Try it: Check each line of the entries for "made" and report the ones that have it.

(Collected data)

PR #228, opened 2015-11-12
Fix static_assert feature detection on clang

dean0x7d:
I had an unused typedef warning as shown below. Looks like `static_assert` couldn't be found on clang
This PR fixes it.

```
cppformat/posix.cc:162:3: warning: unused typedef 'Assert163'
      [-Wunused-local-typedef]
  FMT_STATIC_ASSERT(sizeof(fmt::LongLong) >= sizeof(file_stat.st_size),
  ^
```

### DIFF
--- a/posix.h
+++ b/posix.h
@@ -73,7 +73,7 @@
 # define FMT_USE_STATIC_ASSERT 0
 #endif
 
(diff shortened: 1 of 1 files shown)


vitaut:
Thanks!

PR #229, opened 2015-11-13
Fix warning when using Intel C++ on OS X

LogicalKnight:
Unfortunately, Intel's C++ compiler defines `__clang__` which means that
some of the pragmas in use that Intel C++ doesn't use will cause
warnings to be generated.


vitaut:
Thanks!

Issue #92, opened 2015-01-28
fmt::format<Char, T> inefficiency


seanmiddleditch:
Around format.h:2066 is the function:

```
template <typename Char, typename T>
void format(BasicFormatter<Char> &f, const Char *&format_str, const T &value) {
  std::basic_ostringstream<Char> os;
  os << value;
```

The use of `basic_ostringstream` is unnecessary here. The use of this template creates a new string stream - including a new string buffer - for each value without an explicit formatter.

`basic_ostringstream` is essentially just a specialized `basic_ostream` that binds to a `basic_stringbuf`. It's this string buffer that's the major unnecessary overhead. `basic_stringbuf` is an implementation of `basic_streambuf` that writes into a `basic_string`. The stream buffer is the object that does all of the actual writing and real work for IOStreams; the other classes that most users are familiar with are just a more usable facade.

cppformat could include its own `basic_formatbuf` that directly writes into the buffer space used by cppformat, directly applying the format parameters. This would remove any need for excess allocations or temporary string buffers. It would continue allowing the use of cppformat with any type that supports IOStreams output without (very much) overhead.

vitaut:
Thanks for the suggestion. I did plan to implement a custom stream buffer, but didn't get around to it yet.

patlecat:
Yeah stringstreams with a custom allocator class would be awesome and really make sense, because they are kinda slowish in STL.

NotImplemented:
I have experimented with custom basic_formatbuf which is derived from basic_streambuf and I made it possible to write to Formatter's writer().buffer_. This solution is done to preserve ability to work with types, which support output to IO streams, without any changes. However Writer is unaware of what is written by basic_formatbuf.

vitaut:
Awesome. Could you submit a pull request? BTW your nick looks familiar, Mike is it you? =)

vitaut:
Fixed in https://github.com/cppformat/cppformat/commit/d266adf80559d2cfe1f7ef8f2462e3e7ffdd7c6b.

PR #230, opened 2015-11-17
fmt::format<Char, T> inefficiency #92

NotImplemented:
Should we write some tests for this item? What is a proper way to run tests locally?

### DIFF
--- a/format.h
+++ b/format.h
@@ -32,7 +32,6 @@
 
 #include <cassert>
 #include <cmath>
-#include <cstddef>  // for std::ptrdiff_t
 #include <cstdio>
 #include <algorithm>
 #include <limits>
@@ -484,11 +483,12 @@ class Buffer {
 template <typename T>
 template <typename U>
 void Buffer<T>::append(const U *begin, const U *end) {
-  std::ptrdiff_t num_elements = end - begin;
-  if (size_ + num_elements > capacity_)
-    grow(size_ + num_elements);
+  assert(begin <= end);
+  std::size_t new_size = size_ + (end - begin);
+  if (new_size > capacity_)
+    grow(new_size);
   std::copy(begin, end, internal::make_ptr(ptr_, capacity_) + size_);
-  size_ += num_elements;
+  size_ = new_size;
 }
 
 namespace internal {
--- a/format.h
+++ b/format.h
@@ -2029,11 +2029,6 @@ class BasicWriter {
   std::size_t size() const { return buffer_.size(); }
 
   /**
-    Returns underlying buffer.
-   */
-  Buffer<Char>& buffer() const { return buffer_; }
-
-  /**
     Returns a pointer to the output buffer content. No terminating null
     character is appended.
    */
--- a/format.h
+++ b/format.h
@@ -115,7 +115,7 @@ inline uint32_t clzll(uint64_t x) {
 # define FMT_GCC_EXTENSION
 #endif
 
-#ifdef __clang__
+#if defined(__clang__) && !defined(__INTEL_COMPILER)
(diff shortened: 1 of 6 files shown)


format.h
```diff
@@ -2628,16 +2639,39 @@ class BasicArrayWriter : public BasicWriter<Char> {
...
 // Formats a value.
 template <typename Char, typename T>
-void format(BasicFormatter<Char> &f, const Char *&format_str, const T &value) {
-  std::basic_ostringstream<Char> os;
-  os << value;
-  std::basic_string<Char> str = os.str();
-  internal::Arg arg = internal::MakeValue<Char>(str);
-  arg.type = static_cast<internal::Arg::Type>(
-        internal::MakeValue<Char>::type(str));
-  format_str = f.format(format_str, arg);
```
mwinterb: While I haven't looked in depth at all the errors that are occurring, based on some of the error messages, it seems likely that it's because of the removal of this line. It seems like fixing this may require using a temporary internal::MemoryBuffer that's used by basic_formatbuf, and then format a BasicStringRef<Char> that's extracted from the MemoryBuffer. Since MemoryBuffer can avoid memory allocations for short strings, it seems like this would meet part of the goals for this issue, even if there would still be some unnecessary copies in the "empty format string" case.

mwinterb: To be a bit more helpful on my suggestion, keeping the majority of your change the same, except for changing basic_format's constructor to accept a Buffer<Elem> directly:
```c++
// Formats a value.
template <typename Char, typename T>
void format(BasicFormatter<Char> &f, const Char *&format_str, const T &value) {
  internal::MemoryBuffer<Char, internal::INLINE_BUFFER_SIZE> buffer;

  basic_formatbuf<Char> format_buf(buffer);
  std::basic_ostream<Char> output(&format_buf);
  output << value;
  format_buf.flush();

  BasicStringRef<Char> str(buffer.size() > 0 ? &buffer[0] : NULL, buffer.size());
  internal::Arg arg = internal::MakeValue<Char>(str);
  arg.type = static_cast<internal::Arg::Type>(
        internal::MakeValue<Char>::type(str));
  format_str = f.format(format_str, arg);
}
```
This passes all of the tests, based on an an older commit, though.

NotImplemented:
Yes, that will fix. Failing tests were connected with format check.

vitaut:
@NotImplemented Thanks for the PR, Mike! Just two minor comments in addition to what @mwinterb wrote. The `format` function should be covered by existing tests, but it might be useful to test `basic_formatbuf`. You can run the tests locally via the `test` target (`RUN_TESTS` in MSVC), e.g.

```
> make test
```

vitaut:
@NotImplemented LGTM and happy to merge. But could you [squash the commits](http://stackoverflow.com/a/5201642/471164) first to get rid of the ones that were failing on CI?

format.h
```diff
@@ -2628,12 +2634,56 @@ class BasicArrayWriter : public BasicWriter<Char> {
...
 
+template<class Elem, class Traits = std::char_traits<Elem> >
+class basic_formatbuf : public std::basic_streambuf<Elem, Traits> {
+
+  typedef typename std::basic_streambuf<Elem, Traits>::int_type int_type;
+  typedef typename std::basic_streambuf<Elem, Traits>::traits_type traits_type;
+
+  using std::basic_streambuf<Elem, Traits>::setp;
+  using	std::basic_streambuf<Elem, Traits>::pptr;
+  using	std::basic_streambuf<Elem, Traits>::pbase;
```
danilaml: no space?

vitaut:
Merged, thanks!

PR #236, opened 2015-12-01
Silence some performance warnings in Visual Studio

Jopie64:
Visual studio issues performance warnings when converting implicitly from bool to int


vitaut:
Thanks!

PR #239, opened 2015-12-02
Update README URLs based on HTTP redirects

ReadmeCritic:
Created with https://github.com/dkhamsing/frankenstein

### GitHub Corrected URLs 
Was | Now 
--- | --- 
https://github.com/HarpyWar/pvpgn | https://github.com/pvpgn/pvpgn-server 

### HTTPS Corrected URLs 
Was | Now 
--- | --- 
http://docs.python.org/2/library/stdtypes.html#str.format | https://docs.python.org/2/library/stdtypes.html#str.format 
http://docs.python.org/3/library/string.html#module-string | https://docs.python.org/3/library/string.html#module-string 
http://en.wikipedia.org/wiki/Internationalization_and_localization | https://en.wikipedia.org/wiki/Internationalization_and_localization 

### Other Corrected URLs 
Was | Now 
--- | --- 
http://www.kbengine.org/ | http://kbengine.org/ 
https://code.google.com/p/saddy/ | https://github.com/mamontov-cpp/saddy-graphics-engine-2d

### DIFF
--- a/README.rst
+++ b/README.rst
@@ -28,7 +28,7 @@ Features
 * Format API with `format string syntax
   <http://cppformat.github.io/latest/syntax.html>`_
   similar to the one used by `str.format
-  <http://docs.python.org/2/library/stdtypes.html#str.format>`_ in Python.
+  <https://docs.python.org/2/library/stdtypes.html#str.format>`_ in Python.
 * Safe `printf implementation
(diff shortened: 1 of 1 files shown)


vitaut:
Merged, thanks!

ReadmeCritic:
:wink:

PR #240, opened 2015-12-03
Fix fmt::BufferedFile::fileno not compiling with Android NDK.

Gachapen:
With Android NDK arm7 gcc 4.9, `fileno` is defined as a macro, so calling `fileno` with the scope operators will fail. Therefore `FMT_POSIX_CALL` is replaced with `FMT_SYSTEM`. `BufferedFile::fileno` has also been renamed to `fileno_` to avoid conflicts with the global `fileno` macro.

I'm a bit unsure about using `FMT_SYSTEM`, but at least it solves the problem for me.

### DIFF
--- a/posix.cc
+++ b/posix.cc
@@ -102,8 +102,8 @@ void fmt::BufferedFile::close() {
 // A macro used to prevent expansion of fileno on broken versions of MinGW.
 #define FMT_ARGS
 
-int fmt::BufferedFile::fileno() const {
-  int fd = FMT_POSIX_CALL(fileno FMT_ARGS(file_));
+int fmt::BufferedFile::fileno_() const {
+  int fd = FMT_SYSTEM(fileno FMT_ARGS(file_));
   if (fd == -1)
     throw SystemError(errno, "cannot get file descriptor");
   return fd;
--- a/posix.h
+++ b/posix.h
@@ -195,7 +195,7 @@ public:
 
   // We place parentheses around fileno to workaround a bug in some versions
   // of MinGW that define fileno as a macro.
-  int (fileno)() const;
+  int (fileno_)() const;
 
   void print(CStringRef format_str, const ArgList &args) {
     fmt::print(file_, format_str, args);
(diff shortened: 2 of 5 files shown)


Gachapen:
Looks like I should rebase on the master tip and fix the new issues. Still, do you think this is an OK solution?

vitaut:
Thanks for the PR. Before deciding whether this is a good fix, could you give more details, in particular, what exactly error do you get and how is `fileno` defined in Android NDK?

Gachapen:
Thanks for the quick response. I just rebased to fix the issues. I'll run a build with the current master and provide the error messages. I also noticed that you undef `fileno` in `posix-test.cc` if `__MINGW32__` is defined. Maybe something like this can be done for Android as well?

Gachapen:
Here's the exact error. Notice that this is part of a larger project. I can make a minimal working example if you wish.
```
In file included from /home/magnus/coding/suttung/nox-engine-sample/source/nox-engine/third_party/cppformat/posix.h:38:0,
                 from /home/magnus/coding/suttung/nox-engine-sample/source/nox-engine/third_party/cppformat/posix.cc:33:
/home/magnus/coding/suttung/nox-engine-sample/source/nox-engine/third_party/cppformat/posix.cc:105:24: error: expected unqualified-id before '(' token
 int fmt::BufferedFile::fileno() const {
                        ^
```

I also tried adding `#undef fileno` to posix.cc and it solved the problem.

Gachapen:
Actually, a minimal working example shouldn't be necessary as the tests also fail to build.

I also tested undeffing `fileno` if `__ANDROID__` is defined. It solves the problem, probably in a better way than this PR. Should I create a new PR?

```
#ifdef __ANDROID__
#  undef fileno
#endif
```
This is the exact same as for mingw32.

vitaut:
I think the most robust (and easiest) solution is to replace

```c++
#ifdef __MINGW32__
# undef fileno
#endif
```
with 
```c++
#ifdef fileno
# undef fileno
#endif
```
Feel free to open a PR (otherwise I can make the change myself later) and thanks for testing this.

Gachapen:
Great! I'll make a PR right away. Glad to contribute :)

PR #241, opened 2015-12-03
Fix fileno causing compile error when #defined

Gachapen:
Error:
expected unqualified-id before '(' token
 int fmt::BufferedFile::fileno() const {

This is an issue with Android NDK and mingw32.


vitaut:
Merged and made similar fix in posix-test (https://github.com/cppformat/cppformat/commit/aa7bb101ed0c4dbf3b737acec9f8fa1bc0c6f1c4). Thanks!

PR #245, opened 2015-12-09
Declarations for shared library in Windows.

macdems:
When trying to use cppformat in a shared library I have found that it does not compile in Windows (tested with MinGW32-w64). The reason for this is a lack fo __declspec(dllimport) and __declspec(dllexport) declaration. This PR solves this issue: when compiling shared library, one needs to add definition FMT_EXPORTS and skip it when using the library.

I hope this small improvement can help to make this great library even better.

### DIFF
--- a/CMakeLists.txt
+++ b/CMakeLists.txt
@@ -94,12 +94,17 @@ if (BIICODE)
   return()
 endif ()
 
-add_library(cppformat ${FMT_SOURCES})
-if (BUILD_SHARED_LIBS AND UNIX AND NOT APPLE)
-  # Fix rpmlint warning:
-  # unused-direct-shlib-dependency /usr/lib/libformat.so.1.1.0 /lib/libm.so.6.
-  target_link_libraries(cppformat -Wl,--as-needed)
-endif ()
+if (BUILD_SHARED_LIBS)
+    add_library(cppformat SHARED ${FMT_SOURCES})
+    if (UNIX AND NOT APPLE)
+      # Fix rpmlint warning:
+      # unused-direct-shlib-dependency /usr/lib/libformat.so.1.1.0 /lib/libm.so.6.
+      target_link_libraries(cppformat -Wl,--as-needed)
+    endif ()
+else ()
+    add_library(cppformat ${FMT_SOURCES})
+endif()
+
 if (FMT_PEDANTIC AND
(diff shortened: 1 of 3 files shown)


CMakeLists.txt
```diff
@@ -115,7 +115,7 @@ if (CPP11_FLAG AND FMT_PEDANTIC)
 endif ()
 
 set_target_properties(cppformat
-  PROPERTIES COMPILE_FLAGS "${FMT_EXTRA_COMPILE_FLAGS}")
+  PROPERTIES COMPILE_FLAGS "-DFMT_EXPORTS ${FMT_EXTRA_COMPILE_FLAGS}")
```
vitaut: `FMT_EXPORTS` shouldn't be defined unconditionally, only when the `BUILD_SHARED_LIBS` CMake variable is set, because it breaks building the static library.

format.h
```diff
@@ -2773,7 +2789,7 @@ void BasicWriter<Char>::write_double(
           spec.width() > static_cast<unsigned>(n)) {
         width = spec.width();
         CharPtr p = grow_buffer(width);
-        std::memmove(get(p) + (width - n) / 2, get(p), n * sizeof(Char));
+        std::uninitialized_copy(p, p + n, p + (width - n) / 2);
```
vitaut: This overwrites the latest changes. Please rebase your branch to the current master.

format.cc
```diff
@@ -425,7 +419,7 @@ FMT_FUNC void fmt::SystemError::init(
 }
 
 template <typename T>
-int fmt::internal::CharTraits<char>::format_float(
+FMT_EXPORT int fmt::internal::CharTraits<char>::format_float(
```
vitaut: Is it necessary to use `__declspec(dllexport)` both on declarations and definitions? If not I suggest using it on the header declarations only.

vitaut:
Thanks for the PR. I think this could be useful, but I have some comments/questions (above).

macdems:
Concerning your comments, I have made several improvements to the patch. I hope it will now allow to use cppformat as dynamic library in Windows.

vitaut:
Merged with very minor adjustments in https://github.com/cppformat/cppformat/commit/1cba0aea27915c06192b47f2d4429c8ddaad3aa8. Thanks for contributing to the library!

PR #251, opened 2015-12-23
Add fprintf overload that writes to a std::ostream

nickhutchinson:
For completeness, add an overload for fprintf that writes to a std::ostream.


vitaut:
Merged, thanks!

Response to the task:
I have experimented with custom basic_formatbuf which is derived from basic_streambuf and I made it possible to write to Formatter's writer().buffer_. This solution is done to preserve ability to work with types, which support output to IO streams, without any changes. However Writer is unaware of what is written by basic_formatbuf.
Merged and made similar fix in posix-test (https://github.com/cppformat/cppformat/commit/aa7bb101ed0c4dbf3b737acec9f8fa1bc0c6f1c4). Thanks!
Concerning your comments, I have made several improvements to the patch. I hope it will now allow to use cppformat as dynamic library in Windows.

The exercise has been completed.